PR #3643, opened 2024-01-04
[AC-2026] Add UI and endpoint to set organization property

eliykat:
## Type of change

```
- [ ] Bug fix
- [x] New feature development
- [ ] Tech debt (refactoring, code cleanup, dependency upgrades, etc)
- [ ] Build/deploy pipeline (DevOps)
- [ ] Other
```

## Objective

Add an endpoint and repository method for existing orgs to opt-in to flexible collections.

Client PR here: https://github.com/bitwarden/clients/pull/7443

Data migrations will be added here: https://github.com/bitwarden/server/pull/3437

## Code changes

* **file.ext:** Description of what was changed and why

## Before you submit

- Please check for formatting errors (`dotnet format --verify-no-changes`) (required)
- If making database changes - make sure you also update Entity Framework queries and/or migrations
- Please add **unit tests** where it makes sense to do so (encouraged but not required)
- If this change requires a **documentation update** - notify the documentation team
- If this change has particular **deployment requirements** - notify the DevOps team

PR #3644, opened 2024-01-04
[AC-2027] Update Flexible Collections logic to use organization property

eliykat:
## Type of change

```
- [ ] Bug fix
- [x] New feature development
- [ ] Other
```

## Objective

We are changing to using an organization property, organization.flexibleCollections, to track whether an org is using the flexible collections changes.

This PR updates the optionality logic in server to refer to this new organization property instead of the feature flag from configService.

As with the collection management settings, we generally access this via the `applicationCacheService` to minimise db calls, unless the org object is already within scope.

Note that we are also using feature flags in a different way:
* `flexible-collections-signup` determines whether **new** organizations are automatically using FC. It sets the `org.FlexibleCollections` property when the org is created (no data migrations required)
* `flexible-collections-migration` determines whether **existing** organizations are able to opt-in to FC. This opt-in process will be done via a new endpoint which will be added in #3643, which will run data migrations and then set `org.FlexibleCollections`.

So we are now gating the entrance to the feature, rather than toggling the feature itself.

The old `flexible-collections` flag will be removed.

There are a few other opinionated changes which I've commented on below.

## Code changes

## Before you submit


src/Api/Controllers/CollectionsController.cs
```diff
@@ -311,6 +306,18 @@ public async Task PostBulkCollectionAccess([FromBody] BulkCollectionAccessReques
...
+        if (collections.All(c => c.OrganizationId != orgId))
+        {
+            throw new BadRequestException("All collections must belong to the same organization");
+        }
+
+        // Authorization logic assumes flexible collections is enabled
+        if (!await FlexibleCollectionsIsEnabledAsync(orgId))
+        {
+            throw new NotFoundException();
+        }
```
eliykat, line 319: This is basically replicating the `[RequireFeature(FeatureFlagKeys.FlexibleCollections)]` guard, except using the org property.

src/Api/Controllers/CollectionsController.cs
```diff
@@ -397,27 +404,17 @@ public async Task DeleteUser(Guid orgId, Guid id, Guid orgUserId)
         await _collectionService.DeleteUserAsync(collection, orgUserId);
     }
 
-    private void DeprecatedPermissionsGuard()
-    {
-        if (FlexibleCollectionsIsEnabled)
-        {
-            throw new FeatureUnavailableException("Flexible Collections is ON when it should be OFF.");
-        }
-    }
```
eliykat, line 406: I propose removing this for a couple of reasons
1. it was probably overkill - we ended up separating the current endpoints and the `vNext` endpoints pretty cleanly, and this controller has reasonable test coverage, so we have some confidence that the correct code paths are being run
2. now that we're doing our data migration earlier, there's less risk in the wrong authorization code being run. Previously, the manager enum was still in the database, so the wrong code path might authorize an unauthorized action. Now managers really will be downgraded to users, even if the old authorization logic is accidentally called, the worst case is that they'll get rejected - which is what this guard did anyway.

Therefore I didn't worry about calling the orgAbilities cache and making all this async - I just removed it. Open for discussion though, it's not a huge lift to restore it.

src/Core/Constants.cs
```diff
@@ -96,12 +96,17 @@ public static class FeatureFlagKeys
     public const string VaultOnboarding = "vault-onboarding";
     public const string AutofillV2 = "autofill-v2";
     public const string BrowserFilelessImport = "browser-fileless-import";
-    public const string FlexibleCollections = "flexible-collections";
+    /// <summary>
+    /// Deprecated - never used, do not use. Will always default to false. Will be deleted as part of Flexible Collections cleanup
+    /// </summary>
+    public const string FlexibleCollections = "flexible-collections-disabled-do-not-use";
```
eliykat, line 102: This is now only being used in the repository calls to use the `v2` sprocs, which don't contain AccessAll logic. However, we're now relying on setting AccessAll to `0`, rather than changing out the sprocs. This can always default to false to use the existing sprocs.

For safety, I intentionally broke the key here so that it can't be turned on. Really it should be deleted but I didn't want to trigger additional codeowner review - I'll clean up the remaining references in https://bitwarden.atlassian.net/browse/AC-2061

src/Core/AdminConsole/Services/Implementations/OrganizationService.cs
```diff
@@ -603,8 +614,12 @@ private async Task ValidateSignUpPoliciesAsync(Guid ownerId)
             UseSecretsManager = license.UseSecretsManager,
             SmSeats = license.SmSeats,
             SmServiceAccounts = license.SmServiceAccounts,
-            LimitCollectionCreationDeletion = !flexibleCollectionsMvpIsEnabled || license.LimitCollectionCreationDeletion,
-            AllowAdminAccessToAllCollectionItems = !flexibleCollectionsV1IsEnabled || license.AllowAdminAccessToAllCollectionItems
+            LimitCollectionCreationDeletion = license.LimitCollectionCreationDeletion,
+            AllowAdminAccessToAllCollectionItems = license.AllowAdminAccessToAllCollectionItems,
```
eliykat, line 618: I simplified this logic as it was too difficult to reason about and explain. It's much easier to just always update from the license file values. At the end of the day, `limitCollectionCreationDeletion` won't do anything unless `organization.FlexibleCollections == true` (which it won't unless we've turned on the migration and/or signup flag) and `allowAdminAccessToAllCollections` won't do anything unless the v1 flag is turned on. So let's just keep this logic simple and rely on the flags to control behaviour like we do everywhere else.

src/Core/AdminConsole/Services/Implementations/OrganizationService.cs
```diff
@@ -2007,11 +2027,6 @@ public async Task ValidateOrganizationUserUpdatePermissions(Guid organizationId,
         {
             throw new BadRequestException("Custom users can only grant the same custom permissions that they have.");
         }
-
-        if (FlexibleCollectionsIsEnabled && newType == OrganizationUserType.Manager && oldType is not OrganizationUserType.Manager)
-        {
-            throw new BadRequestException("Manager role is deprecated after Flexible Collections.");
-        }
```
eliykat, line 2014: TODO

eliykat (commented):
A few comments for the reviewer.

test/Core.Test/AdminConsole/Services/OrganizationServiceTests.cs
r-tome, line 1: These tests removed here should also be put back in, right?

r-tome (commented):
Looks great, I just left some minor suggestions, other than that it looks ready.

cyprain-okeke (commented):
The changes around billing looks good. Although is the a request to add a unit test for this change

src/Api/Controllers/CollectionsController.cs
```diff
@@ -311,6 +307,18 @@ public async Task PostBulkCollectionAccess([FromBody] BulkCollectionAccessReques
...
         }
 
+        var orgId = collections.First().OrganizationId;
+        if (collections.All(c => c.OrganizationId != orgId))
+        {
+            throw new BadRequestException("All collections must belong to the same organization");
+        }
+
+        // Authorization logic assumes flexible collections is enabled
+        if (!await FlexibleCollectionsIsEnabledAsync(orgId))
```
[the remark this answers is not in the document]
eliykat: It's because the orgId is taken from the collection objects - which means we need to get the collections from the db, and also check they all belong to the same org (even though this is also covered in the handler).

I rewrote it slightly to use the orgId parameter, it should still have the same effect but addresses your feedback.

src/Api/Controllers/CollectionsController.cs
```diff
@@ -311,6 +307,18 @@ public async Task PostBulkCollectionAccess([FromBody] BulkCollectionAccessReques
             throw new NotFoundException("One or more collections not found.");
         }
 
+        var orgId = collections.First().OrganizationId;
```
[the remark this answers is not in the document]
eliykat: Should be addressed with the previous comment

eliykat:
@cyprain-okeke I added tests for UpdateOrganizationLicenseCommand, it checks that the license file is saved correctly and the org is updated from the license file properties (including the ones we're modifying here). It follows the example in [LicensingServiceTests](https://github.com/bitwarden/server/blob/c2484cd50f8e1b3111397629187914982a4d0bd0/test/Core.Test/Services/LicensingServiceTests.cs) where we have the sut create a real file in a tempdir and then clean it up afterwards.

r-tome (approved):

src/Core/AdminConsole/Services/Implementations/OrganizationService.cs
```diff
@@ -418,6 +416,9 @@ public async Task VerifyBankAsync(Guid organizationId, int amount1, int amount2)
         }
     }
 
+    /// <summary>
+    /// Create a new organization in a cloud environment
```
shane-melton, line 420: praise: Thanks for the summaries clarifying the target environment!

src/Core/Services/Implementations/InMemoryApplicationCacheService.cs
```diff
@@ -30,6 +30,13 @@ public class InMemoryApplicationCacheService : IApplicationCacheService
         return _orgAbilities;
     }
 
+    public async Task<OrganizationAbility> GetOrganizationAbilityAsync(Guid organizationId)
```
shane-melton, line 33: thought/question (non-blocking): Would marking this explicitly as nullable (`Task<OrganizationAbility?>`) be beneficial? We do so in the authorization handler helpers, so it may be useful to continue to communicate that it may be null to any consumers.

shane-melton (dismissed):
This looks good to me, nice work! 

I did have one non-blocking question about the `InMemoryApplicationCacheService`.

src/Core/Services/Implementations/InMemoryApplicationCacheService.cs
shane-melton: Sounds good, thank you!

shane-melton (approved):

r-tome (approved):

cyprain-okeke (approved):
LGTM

• Exercise: In the answer, the lines from the first line of the data above through the line containing "data migrations required)" must appear exactly as written, with nothing else.

• Problem solution:
PR #3643, opened 2024-01-04
[AC-2026] Add UI and endpoint to set organization property

eliykat:
## Type of change

```
- [ ] Bug fix
- [x] New feature development
- [ ] Tech debt (refactoring, code cleanup, dependency upgrades, etc)
- [ ] Build/deploy pipeline (DevOps)
- [ ] Other
```

## Objective

Add an endpoint and repository method for existing orgs to opt-in to flexible collections.

Client PR here: https://github.com/bitwarden/clients/pull/7443

Data migrations will be added here: https://github.com/bitwarden/server/pull/3437

## Code changes

* **file.ext:** Description of what was changed and why

## Before you submit

- Please check for formatting errors (`dotnet format --verify-no-changes`) (required)
- If making database changes - make sure you also update Entity Framework queries and/or migrations
- Please add **unit tests** where it makes sense to do so (encouraged but not required)
- If this change requires a **documentation update** - notify the documentation team
- If this change has particular **deployment requirements** - notify the DevOps team

PR #3644, opened 2024-01-04
[AC-2027] Update Flexible Collections logic to use organization property

eliykat:
## Type of change

```
- [ ] Bug fix
- [x] New feature development
- [ ] Other
```

## Objective

We are changing to using an organization property, organization.flexibleCollections, to track whether an org is using the flexible collections changes.

This PR updates the optionality logic in server to refer to this new organization property instead of the feature flag from configService.

As with the collection management settings, we generally access this via the `applicationCacheService` to minimise db calls, unless the org object is already within scope.

Note that we are also using feature flags in a different way:
* `flexible-collections-signup` determines whether **new** organizations are automatically using FC. It sets the `org.FlexibleCollections` property when the org is created (no data migrations required)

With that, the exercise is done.